Governo justifica a nova lei por questões de segurança

Publicado em 15/06/2017, às 13h58

Após polêmicas, parlamento japonês aprovou versão que reduz o número de crimes e delitos contemplados como 'terrorismo' / Foto: KAZUHIRO NOGI / AFP
Após polêmicas, parlamento japonês aprovou versão que reduz o número de crimes e delitos contemplados como 'terrorismo'
Foto: KAZUHIRO NOGI / AFP
AFP

O parlamento japonês adotou nesta quinta-feira uma lei contra a preparação de atentados e outros atos criminosos, uma medida que gerou muitos protestos de pessoas preocupadas com as liberdades individuais.

O Senado aprovou três semanas depois da Câmara baixa.

A oposição tentou atrasar o prazo de adoção da lei ao apresentar uma moça de desconfiança contra o governo conservador de Shinzo Abe e uma moção de censura contra o ministro da Justiça, Katsutoshi Kaneda.

O governo justifica a nova lei por questões de segurança, quando se aproximam os Jogos Olímpicos de 2020 em Tóquio.

Este texto permitirá a prisão de uma pessoa ou de um grupo de pessoas por participar na preparação ou realização de ações terroristas ou criminais.

O executivo considera, além disso, necessário para implementar a Convenção das Nações Unidas contra a criminalidade transnacional organizada, assinada em 2000 pelo Japão.

Mas as organizações de defesa dos direitos humanos e grupos de advogados acham que seu objetivo pode ser desviado para autorizar escutas de cidadãos inocentes ou limitar as liberdades, garantidas na Constituição.



Milhares de japoneses têm saído às ruas nas últimas semanas para denunciar este projeto de lei, que já sofreu várias revisões.
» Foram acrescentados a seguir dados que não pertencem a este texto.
PR #17145, opened 2024-11-07
Overwrite version of fetched journal entries for the activity tab

ulferts:
# Ticket

https://community.openproject.org/wp/58513

Before changing the algorithm, journals were aggregated by creating a new one and removing the predecessor. That however lead to the version numbers having gaps. 

Overwriting the `version` by a custom select based on a window function ensures the version to increased with a fixed increment of 1. 

# Merge checklist

- [ ] Added/updated tests

### DIFF
--- a/app/controllers/work_packages/activities_tab_controller.rb
+++ b/app/controllers/work_packages/activities_tab_controller.rb
@@ -213,7 +213,9 @@ class WorkPackages::ActivitiesTabController < ApplicationController
   end
 
   def find_journal
-    @journal = Journal.find(params[:id])
+    @journal = Journal
+      .with_sequence_version
+      .find(params[:id])
   rescue ActiveRecord::RecordNotFound
     respond_with_error(I18n.t("label_not_found"))
   end
@@ -309,7 +311,9 @@ class WorkPackages::ActivitiesTabController < ApplicationController
   end
 
   def generate_time_based_update_streams(last_update_timestamp)
-    journals = @work_package.journals
+    journals = @work_package
+                 .journals
+                 .with_sequence_version
 
     if @filter == :only_comments
       journals = journals.where.not(notes: "")
--- a/app/models/journals/scopes/with_sequence_version.rb
+++ b/app/models/journals/scopes/with_sequence_version.rb
@@ -1,0 +1,55 @@
+# -- copyright
+# OpenProject is an open source project management software.
+# Copyright (C) 2010-2024 the OpenProject GmbH
+#
+# This program is free software; you can redistribute it and/or
+# modify it under the terms of the GNU General Public License version 3.
+#
+# OpenProject is a fork of ChiliProject, which is a fork of Redmine. The copyright follows:
+# Copyright (C) 2006-2013 Jean-Philippe Lang
+# Copyright (C) 2010-2013 the ChiliProject Team
+#
+# This program is free software; you can redistribute it and/or
+# modify it under the terms of the GNU General Public License
+# as published by the Free Software Foundation; either version 2
+# of the License, or (at your option) any later version.
+#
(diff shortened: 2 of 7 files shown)


wielinde:
@ulferts In the future we will attach much more objects to work package comments, such as threads. So we will need great referential integrity and simplicity when working with comments/journals. Will this solution be easy to work with? For example, a query: "Give me all threads that are attached to journal 34".

wielinde:
To answer my question myself: References should not use the version number but the journal ID.

akabiru:
> @ulferts In the future we will attach much more objects to work package comments, such as threads. So we will need great referential integrity and simplicity when working with comments/journals. Will this solution be easy to work with? For example, a query: "Give me all threads that are attached to journal 34".

@wielinde we discussed this as a bandaid solution for 15.0 - the plan is still to go ahead with the migration in the next release- and reverse this work.

oliverguenther (approved):
LGTM. Tested this on a community dump and saw all versions in examples that were linked as fixed.

app/controllers/work_packages/activities_tab_controller.rb
```diff
@@ -213,7 +213,10 @@ def find_project
   end
 
   def find_journal
-    @journal = Journal.find(params[:id])
+    @journal = Journal
+      .with_sequence_version
+      .where(id: params[:id])
+      .first
```
akabiru: 🟢 should raise `ActiveRecord::RecordNotFound` handled below
```suggestion
    @journal = Journal
      .with_sequence_version
      .find_by!(id: params[:id])
```

app/models/journals/scopes/with_sequence_version.rb
```diff
@@ -0,0 +1,55 @@
...
+    extend ActiveSupport::Concern
+
+    class_methods do
+      def with_sequence_version
+        joins(
+          <<~SQL.squish
+            JOIN LATERAL (
+              SELECT
+                journals_rank.id,
+                ROW_NUMBER() OVER (PARTITION BY journable_id ORDER BY version ASC) sequence_version
```
akabiru: ✨ Amazing.

---

One thing to note is `row_number` [_"generates a new row number for every row, regardless of duplicates within a partition."_](https://blog.jooq.org/sql-trick-row_number-is-to-select-what-dense_rank-is-to-select-distinct/) so we can only rely on the `sequence_version` when journables are already scoped- otherwise we'll get duplicates.

akabiru (approved):
🚀

app/controllers/work_packages/activities_tab_controller.rb
ulferts: I applied it sort of (used `find`) but merged it into the one commit. I'd like to keep it to a single commit so that it is easier to revert.

app/models/journals/scopes/with_sequence_version.rb
ulferts: Good pointer. In this case, I think we are safe given that the subselect is filtered down to the same journable (id and type) by the `where`s

ulferts:
The failing spec

`rspec ./spec/features/activities/work_package/activities_spec.rb:301` 

is green locally (ran it 5 times). I'll try to rerun it to see if that magically fixes it on the CI as well.

akabiru:
> The failing spec
> 
> `rspec ./spec/features/activities/work_package/activities_spec.rb:301`
> 
> is green locally (ran it 5 times). I'll try to rerun it to see if that magically fixes it on the CI as well.

I'm afraid we have several flaky tests on this feature - I'd be happy to log a maintenance on this one for now.

ulferts:
Different specs failed this time so I put it down to flakiness and merge the PR.

PR #136, opened 2025-02-05
Calculate duration of input files in order to decide which engine to use

philmcmahon:
## What does this change?
Currently we have two available 'engines' for transcription:
 - whisperx - supports diarization, is very fast once it gets started, better output formatting, very slow startup (~10mins)
 - whisper.cpp - fast(er) startup, less pretty output formatting, no diarization

It seems a shame to wait to spin up whisperx for a file that is only a few minutes long. This PR gets the API to make a decision on which engine to use based on the duration of the file - any files under 10 minutes long where the user hasn't requested diarization will be sent to whisper.cpp, everything else goes to whisperX

To get ffprobe running on lambda I had to create a lambda layer - this is basically just a zip file that gets added to the disk of the lambda vm. 

## How to test
Tested on CODE

### DIFF
--- a/packages/backend-common/src/ffmpeg.ts
+++ b/packages/backend-common/src/ffmpeg.ts
@@ -1,0 +1,19 @@
+import { exec } from 'node:child_process';
+import { logger } from '@guardian/transcription-service-backend-common';
+import { promisify } from 'node:util';
+
+const execPromise = promisify(exec);
+
+export const getFileDuration = async (filePath: string): Promise<number> => {
+	const command = `ffprobe -i ${filePath} -show_entries format=duration -v quiet -of csv="p=0"`;
+	try {
+		const { stdout, stderr } = await execPromise(command);
+		if (stderr) {
+			logger.error(` ffprobe stderr: `, stderr);
+		}
+		return parseFloat(stdout);
+	} catch (error) {
+		logger.error(`Error during ffprobe file duration detection`, error);
+		throw error;
+	}
+};
--- a/packages/backend-common/src/ffmpeg.ts
+++ b/packages/backend-common/src/ffmpeg.ts
@@ -4,16 +4,18 @@ import { promisify } from 'node:util';
 
 const execPromise = promisify(exec);
 
-export const getFileDuration = async (filePath: string): Promise<number> => {
+export const getFileDuration = async (
+	filePath: string,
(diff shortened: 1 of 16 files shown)


packages/backend-common/src/ffmpeg.ts
```diff
@@ -0,0 +1,19 @@
...
+	const command = `ffprobe -i ${filePath} -show_entries format=duration -v quiet -of csv="p=0"`;
+	try {
+		const { stdout, stderr } = await execPromise(command);
+		if (stderr) {
+			logger.error(` ffprobe stderr: `, stderr);
+		}
+		return parseFloat(stdout);
+	} catch (error) {
+		logger.error(`Error during ffprobe file duration detection`, error);
+		throw error;
```
zekehuntergreen, line 17: will we return a 500 if we can't find file duration here? might be better to default to whisperx

packages/common/src/types.ts
```diff
@@ -69,6 +69,8 @@ export const TranscriptionJob = z.object({
 	engine: z.nativeEnum(TranscriptionEngine),
 	// we can get rid of this when we switch to using a zip
 	translationOutputBucketUrls: z.optional(OutputBucketUrls),
+	// this is optional because giant currently doesn't know file duration
```
zekehuntergreen, line 72: do ffmpeg or the whisper models output file duration? Or would it be worth having the worker calculate duration with ffprobe? That would unify the way we're finding duration and make it so Giant isn't a special case.

packages/backend-common/src/ffmpeg.ts
philmcmahon: good shout, implemented in https://github.com/guardian/transcription-service/pull/136/commits/5d7709a195510dd82070c4b929c33d9578d7fa95

packages/common/src/types.ts
philmcmahon: Good point. I was more just shoving this in in case useful for logging - the only place it was used was in setting a 'duration' field in the transcription failure message, which isn't really necessary. So I've removed this field in https://github.com/guardian/transcription-service/pull/136/commits/244a6d2d5dbf09b189c44363abd5643a972e1a6f

zekehuntergreen (approved):

PR #138, opened 2025-02-07
Handle media download failures 

philmcmahon:
## What does this change?
I spotted that the media download serivice doesn't actually currently have permission to write to the transcription output queue, so if a media download fails it can't tell the user.

This fixes that, and adds a step to the output handler to send an email to the user explaining what might have happened. It looks like this:

Screenshot 2025-02-07 at 11 35 21

## How to test
Tested on CODE

### DIFF
--- a/packages/common/src/types.ts
+++ b/packages/common/src/types.ts
@@ -73,10 +73,13 @@ export const TranscriptionJob = z.object({
 
 export type TranscriptionJob = z.infer<typeof TranscriptionJob>;
 
-const TranscriptionOutputBase = z.object({
+const OutputBase = z.object({
 	id: z.string(),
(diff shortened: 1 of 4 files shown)


packages/common/src/types.ts
```diff
@@ -88,7 +91,7 @@ export const TranscriptionOutputSuccess = TranscriptionOutputBase.extend({
 	translationOutputBucketKeys: z.optional(OutputBucketKeys),
 });
 
-export const MediaDownloadFailure = z.object({
+export const MediaDownloadFailure = OutputBase.extend({
```
zekehuntergreen, line 94: can get rid of `id`

zekehuntergreen (approved):
pipes

PR #139, opened 2025-02-21
Support transcripts with apostrophes in the filename

philmcmahon:
## What does this change?
I thought that the transcription service was broken for cyrillic, but it was actually broken for all files with an apostrophe in the filename. This resolves that by escaping apostrophes in the call to the google drive API

## How to test
I've tested this locally, think it's good to go


srbd (approved):
very good escaping

PR #148, opened 2025-04-01
Worker capacity manager finds ASG scaling limit

zekehuntergreen:
## What does this change?
Following #147 change the worker capacity manager so that it finds the scaling limits of each ASG rather than using hardcoded prod value

- [x] test in code


dominickendrick (approved):
Looks good

PR #152, opened 2025-07-04
Support and enable IMDSV2 for workers

philmcmahon:
## What does this change?
Enforcing IMDSv2 is a recommended security improvement. It's enforced by default for normal gu cdk apps but our ASG for the workers doesn't use the gucdk constructs, so need to do it manually.

We make a couple of calls in the workers to the metadata service, I've modified these to correctly fetch the token. 

## How to test
Needs testing on CODE, steps would be:
 - deploy to CODE but clouformation only so that IMDSV2 is blocked but the app code isn't updated
 - Run a transcription job
 - login and look out for 'Error during spot termination check' logs - hopefully there will be some
 - deploy the whole thing to CODE
 - do a transcription, make sure that it works

### DIFF
--- a/packages/worker/src/spot-termination.ts
+++ b/packages/worker/src/spot-termination.ts
@@ -52,7 +52,7 @@ export const checkSpotInterrupt = async (
 				return;
 			}
 		} else {
-			logger.info(
+			logger.error(
 				`Non-200 response from ${url}: ${result.status} ${result.statusText}`,
 			);
 		}


packages/cdk/lib/transcription-service.ts
```diff
@@ -454,6 +454,7 @@ export class TranscriptionService extends GuStack {
 					'eu-west-1': gpuWorkerAmi.valueAsString,
 				}),
 				instanceType: InstanceType.of(InstanceClass.G4DN, InstanceSize.XLARGE),
+				requireImdsv2: true,
```
philmcmahon, line 457: needs to be included in the other ASG as well

srbd (approved):

PR #153, opened 2025-07-22
Add warning text explaining that url transcription is out of service

philmcmahon:
## What does this change?
The media download service currently isn't working. It may take some time to work out a solution, so this PR disables url transcription in the UI with a big red error message to reduce user frustration

It looks like this:

Screenshot 2025-07-22 at 09 43 10

## How to test
Tested locally, I think this needs to go out sooner rather than later


srbd (approved):
good call

PR #155, opened 2025-07-23
Add volumes for directories needed by media download service

philmcmahon:
## What does this change?
I noticed recently when debugging the media download service that there are various warnings about it wanting to write to directories that are read only due to https://github.com/guardian/transcription-service/pull/114

This PR adds new volumes to remove those warnings.

## How to test
I've tested this on CODE and verified that the warnings stop


srbd (approved):
nice one

twrichards (approved):
good spot, changes make total sense. I assume you've tested in CODE that they have the desired effect.

PR #122, opened 2025-01-20
zip and unzip in progress

marjisound:
## Accessibility

-   [ ] [Tested with screen reader](https://github.com/guardian/accessibility/blob/main/people-and-technology/03-visual.md#screen-reader)
-   [ ] [Navigable with keyboard](https://github.com/guardian/accessibility/blob/main/people-and-technology/02-physical.md#keyboard)
-   [ ] [Colour contrast passed](https://github.com/guardian/accessibility/blob/main/people-and-technology/03-visual.md#contrast)
-   [ ] [The change doesn't use only colour to convey meaning](https://github.com/guardian/accessibility/blob/main/people-and-technology/03-visual.md#use-of-colour)

PR #167, opened 2025-08-22
Combine all transcription output text into a single JSON file

philmcmahon:
## What does this change?
This PR aims to make it easier to add new output formats to the transcription service, as well as generally simplifying how files are handled in the service.

Right now, when a transcript is requested the API generates 3 presigned urls for the srt, text and json output formats we request from whisper. These are passed via SQS and used by the worker to upload the output files. The output handler then downloads the files from these locations.

Handling 3 different urls for every transcript adds a bit of complexity.

In this PR I'm adding the concept of 'combinedOutput' which is a single json file containing the transcription output in every format. This would mean that the API (or Giant) just need to provide a single presigned url to the transcription service, the worker only needs to upload one file and the export service only needs to download one file. Happy times!

I've not removed the old functionality yet because:
 - there may be transcription jobs in progress at the point of deployment
 - we still need the txt/srt urls to support the 'download raw file' functionality on the export page. I'll reimplement this in a future PR to use the combined output.

This replaces the work started by @marjisound in https://github.com/guardian/transcription-service/pull/122  - sorry Marjan! I thought this would be less effort than dealing with a zip file. 

Following a discussion with @zekehuntergreen we decided to gzip the combined file. This adds some complexity - not so much in the zipping/unzipping but I decided to set the Content-Encoding header on the file in S3 (to gzip for the gzipped file).

The advantage of setting the content-encoding header in s3 is mainly to tell a potential browser that downloads the file how to open it. The disadvantage is that you have to set the header at the point of generating the presigned url, and the exact same header must be set for the upload. You can then only use that url to upload a file with the right content-encoding header set. 

TODO (in future prs):
 - Get the SRT/TXT downloads working with the new combined file
 - Remove the old 3 file logic

## How to test
I've tested this on CODE. There's a lot of zod

### DIFF
--- a/packages/api/src/export.ts
+++ b/packages/api/src/export.ts
@@ -44,18 +44,13 @@ export const getCombinedOutput = async (
 		config.app.transcriptionOutputBucket,
 		key,
 	);
+
 	if (isS3Failure(combinedOutputText)) {
-		if (combinedOutputText.failureReason === 'NoSuchKey') {
-			const msg = `Failed to export transcript - file has expired. Please re-upload the file and try again.`;
-			return {
-				status: 'failure',
-				failureReason: msg,
-			};
-		}
-		const msg = `Failed to fetch transcript. Please contact the digital investigations team for support`;
-		logger.error(
-			`Fetching from s3 failed, failure reason: ${combinedOutputText.failureReason}`,
-		);
+		const msg =
+			combinedOutputText.failureReason === 'NoSuchKey'
+				? `Failed to export transcript - file has expired. Please re-upload the file and try again.`
+				: `Failed to fetch transcript. Please contact the digital investigations team for support`;
+		logger.error(msg);
 		return {
 			status: 'failure',
 			failureReason: msg,
--- a/packages/api/src/export.ts
+++ b/packages/api/src/export.ts
@@ -58,7 +58,9 @@ export const getCombinedOutput = async (
 		};
 	}
 
-	const result = TranscriptionResult.safeParse(combinedOutputText);
+	const result = TranscriptionResult.safeParse(
+		JSON.parse(combinedOutputText.text),
+	);
 	if (result.success) {
 		return {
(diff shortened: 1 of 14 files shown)


packages/api/src/export.ts
```diff
@@ -25,40 +84,50 @@ export const exportTranscriptToDoc = async (
...
 	const transcriptS3Key = item.transcriptKeys[format];
-	const transcriptText = await getObjectText(
-		s3Client,
-		config.app.transcriptionOutputBucket,
-		transcriptS3Key,
-	);
-	if (isS3Failure(transcriptText)) {
-		if (transcriptText.failureReason === 'NoSuchKey') {
-			const msg = `Failed to export transcript - file has expired. Please re-upload the file and try again.`;
+	// use a mutable variable here as a temporary measure until the old non-combined format is removed
```
twrichards, line 91:
```suggestion
	// FIXME use a mutable variable here as a temporary measure until the old non-combined format is removed
```

packages/backend-common/src/sqs.ts
```diff
@@ -80,6 +80,19 @@ export const generateOutputSignedUrlAndSendMessage = async (
 		7,
 	);
 
+	const combinedOutputKey = `combined/${s3Key}.json`;
+
+	const combinedUrl = await getSignedUploadUrl(
```
twrichards, line 85: would be good if `getSignedUploadUrl` could be refactored to take a single parameter which is an object, so that the **many** inputs are forced to be labelled at the call site(s)

twrichards (approved):
code LGTM, few non-blocking comments - haven't tested myself, but I see you have in CODE 🙏

packages/backend-common/src/sqs.ts
philmcmahon: Agreed, it's quite confusing already. I'll do it in a follow up PR

PR #169, opened 2025-08-27
Always log out errors before throwing them

philmcmahon:
## What does this change?
It's often quite hard to trace problems in the transcription tool logs. This PR makes use of the structured logging setup to include the full error object in our logging, so that you don't have to try tie a stack trace to a particular error message in kibana. 

The transcription worker logs get a bit mangled (multi line logs get split into different log entries in elastic) on their way to ELK as they go to a file first and then to ELK using devx logs. I think we could probably sort it to log in a JSON format, but this is a convenient stop gap


srbd (approved):
error handling

PR #170, opened 2025-08-27
Tag GHCR whisper container with branch name

philmcmahon:
## What does this change?
Currently when baking the whisper AMI we use for the transcription service we download the container with tag `transcription-service:latest`. This means that we end up baking the most recent container that has been published - even if it was baked on a feature branch. 

Recently this caused a problem where a broken container was published, baked into an AMI, then we deployed `main` and the new AMI was picked up with the container baked from the broken feature branch.

To get round this, we should instead only use containers baked from the `main` branch in production. If we need to test a container on a feature branch then we will have to do that locally, or to create a temporary test recipe in amigo. 

This PR is the first step -tagging containers published to the github container registry with the branch they were baked on.

## How to test
I tested this on this feature branch! Looks like this:

Screenshot 2025-08-27 at 11 30 04

### DIFF
--- a/.github/workflows/build-whisper-container.yml
+++ b/.github/workflows/build-whisper-container.yml
@@ -57,6 +57,6 @@ jobs:
           # to add x86: linux/amd64
           platforms: linux/arm64
           push: true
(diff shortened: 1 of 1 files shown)


srbd (approved):
Just confirmed with Phil that the next step will be to change in the [bake]( https://amigo.gutools.co.uk/recipes/investigations-transcription-service) to `docker-pull` scoped to `main:latest` rather than just `latest`

PR #173, opened 2025-08-29
Pull localstack queue creation out into a separate script

philmcmahon:
## What does this change?

Even though we have localstack persistence enabled as per the docs here https://docs.localstack.cloud/aws/capabilities/state-management/persistence/ I find that I often have to recreate the local queues. It's annoying having to re run the entire setup script to achieve this, so this PR pulls the queue creation bit out into a separate script.

The dynamo table does seem to persist, so I've left that in setup.sh

## How to test
Works on my machine...


twrichards (approved):
LGTM

Is there any documentation on why we need FIFO queues?

philmcmahon:
@twrichards I remember having a discussion about it, but I can't think why we need them to be FIFO, since we always process the whole queue more or less immediately so ordering isn't really an issue. Maybe @zekehuntergreen might remember

PR #380, opened 2022-09-01
[fei4139.ws.1] Updating to Jest v29

somewhatabstract:
## Summary:
This updates Wonder Stuff to Jest 29. Notable changes:

- Snapshots are updated (the new snapshot format is nicer to read IMO)
- The babel config hack we had is not required, but we do need a root babel config for jest to find as the transformer API uses the working directory to locate the babel config it seems, otherwise, snapshot updates fail

Issue: FEI-4139

## Test plan:
`yarn test`

Also, edit an inline snapshot to be wrong and then use `yarn test -u` to update snapshots to see that it works.


.changeset/yellow-flies-happen.md
```diff
@@ -0,0 +1,2 @@
+---
```
somewhatabstract, line 1: **note:** There shouldn't be any actual package changes out of this work.

flow-typed/npm/jest_v28.x.x.js
```diff
@@ -1,7 +1,7 @@
-// flow-typed signature: 5ddcf688200e3506308fdcfa78ca48d9
-// flow-typed version: 644a595e77/jest_v27.x.x/flow_>=v0.134.x
+// flow-typed signature: fd6b1d81136037fad6c4e96fa7354af4
+// flow-typed version: 3153a3ba01/jest_v28.x.x/flow_>=v0.134.x
```
somewhatabstract, line 2: **note:** There aren't flow types for v29. Not sure what we can add that would be missing, but updating to v28 to get us closer to right. :)

packages/wonder-stuff-testing/src/jest/isolate-modules.js
```diff
@@ -13,10 +13,10 @@ import {assertJest} from "./internal/assert-jest.js";
  * discourage dynamic `import` use, which doesn't play well with standard
  * jest yet.
  */
-export const isolateModules = <T>(action: () => T): T => {
+export const isolateModules = <T>(action: () => ?T): ?T => {
```
jeresig, line 16: Huh, why did this change? Wouldn't this also require a minor version update for the wonder-stuff-testing package?

jeresig (approved):

packages/wonder-stuff-testing/src/jest/isolate-modules.js
somewhatabstract: I am honestly not sure. Flow started complaining about it - I can only assume some auto-update of flow missed it before.

The code already worked this way so it's only a type change; existing code shouldn't behave any differently from this so I didn't feel a minor update was worth it.

PR #428, opened 2022-10-12
Add 'dataFactoryFor' function to help generate mock data

kevinbarabash:
## Summary:
This PR extracts 'getCreateMockData' from https://github.com/Khan/webapp/pull/8976 so that we can use it other repo than just 'webapp'.  This PR also:
- renames this function to 'dataFactoryFor'
- updates the examples in the documentation so that they show valid usage
- fixes a bug in the code that could've resulting in mutation of the partial object being passed to the data factory

Issue: None

## Test plan:
- yarn test

### DIFF
--- a/flow-typed/ka-types.js
+++ b/flow-typed/ka-types.js
@@ -1,0 +1,8 @@
+// @flow
+
+// Marks all properties of an object optional.
+//
+// We use this instead of $Shape<T> because spreading $Shape<$Exact<T>> ends up
+// spreading $Exact<T> instead, losing the optionality of keys.
+// https://github.com/facebook/flow/issues/6906#issuecomment-453439922
+declare type Partial<T> = $ReadOnly<$Rest<T, {...}>>;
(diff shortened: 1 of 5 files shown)


flow-typed/ka-types.js
```diff
@@ -0,0 +1,8 @@
+// @flow
+
+// Marks all properties of an object optional.
+//
+// We use this instead of $Shape<T> because spreading $Shape<$Exact<T>> ends up
+// spreading $Exact<T> instead, losing the optionality of keys.
+// https://github.com/facebook/flow/issues/6906#issuecomment-453439922
+declare type Partial<T> = $ReadOnly<$Rest<T, {...}>>;
```
kevinbarabash, line 8: I'm not sure if it makes sense to introduce a type like this in a library.

somewhatabstract: Do we still need it or can we use Flow's own `$Partial`?

kevinbarabash: I didn't realize that Flow had added that.  I'll switch to use that instead.

jeresig (approved):

PR #431, opened 2022-10-13
Correct flow types for isolateModules

somewhatabstract:
## Summary:

Issue: XXX-XXXX

## Test plan:
`yarn flow`
`yarn test`

### DIFF
--- a/packages/wonder-stuff-i18n/src/plugins/i18n-plugin.js
+++ b/packages/wonder-stuff-i18n/src/plugins/i18n-plugin.js
@@ -33,11 +33,11 @@ import type {TranslatedLocaleStrings} from "../utils/i18n-utils.js";
 /**
  * Add a new asset to the Webpack compilation assets.
  *
- * @param {Object} assets the compilation assets object from Webpack
+ * @param {Assets} assets the compilation assets object from Webpack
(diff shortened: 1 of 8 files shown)


packages/wonder-stuff-i18n/src/plugins/i18n-plugin.js
```diff
@@ -139,12 +139,15 @@ type InternalOptions = {
 type LocaleHashMap = {[oldHash: string]: string};
 type HashMaps = {[locale: string]: LocaleHashMap};
 
+type Asset = {|
+    source: () => string,
+    size: () => number,
+|};
```
kevinbarabash, line 145: **praise:** thanks for making this a separate type.

kevinbarabash (approved):
LGTM.  Thanks for tweak the type of `isolateModules`. 🎉

packages/wonder-stuff-i18n/src/plugins/i18n-plugin.js
somewhatabstract: It's odd how changing the isolateModules typing caused these other errors to show up, but it was worth fixing them :)

PR #502, opened 2023-01-23
TS Prep 1: Remove file extensions from all import statements

kevinbarabash:
## Summary:
This PR is not meant to land.  I'm experimenting with converting wonder-stuff to TS so that I can try out different ways to convert TS types to Flow so that we can continue using wonder-stuff in Flow projects after it's been migrated

Issue: FEI-4926

## Test plan:
- yarn lint

### DIFF
--- a/.eslintrc.js
+++ b/.eslintrc.js
@@ -74,10 +74,7 @@ module.exports = {
         "import/no-named-default": "error",
         "import/extensions": [
             "error",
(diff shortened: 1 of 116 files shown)


kevinbarabash:
I'm going to ignore the test failures for now, but when we do this for real some of the snapshot tests will need updating.

PR #517, opened 2023-02-06
Use the 'v8' coverage provider for more accurate coverage reports

kevinbarabash:
## Summary:
When working on generating per-team coverage reports in webapp during the hackathon, John and I noticed how the total number of lines before reported in the reports was off by a lot, like two factors of magnitude.  By default jest uses the babel istanbul plugin to instrument the code, but it can miss lines, especially in JSX.  Switching to the "v8" coverage provider made a huge difference.  v8 computes coverage by tracking what JavaScript is run without making changes to the code itself.  This makes it more accurate, especially when it comes to JSX.  While JSX isn't a concern for wonder-stuff so it'll be interesting to see how much of an effect switching coverage providers will make.

Issue: None

## Test plan:
- let CI run
- look at top-line metrics to see how many more lines are being instrumented now


kevinbarabash:
After reviewing the changes in coverage, I don't think it makes sense to use the `v8` provider in this repo since there's no code using JSX here.

PR #523, opened 2023-02-13
FEI-4957.2: Replace enums with POJOs

kevinbarabash:
## Summary:
The codemod we're using to convert Flow to TypeScript doesn't support Flow enums.  This PR converts them to POJOs.  We'll convert them to TS enums in the "Cleanup" epic.  I've add a link to the ticket tracking that work for this repo.

Issue: FEI-4957

## Test plan:
- yarn lint
- yarn flow
- yarn test


jeresig (approved):

MiguelCastillo:
very excited to see this starting!

somewhatabstract (approved):
Looks good to me. Love seeing the FEI-4172 stuff getting removed at least.

> The codemod we're using to convert Flow to TypeScript doesn't support Flow enums.

It's a shame we can't fix the codemod so we don't have to do these steps.

kevinbarabash:
> It's a shame we can't fix the codemod so we don't have to do these steps.

We probably could, but it would be a lot of work since we have to convert each of the Flow enum runtime calls and remove the import statement for files using that runtime.  We aren't using Flow enums in that many places so investing in adding such complex logic to the codemod didn't seem like it was worth it.

PR #524, opened 2023-02-13
FEI-4957.3: Add tsconfig.json and library type definitions

kevinbarabash:
## Summary:
Before we can run the script to convert Flow to TypeScript, we need to have a tsconfig.json in place along with type definitions for as many of the third-party libraries that we're using as possible.  The next PR will contain the migrated files.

Nesta quinta, mais de 500 pessoas se reuniram ante a sede do parlamento com cartazes protestando contra o governo Abe e o perigo da censura e repressão.

Alterações

A última versão, aprovada nesta quinta, reduz o número de crimes e delitos contemplados para 270. Mais de 600 delitos não vinculados ao terrorismo ou ao crime organizado estavam presentes nas versões anteriores, o que gerou muitas críticas.

Vários meios de comunicação locais compararam o texto com a "lei de preservação da segurança pública", em vigor durante a Segunda Guerra Mundial, em virtude da qual os cidadãos podiam ser detidos por delitos políticos, reivindicação de direitos sociais ou oposição à guerra.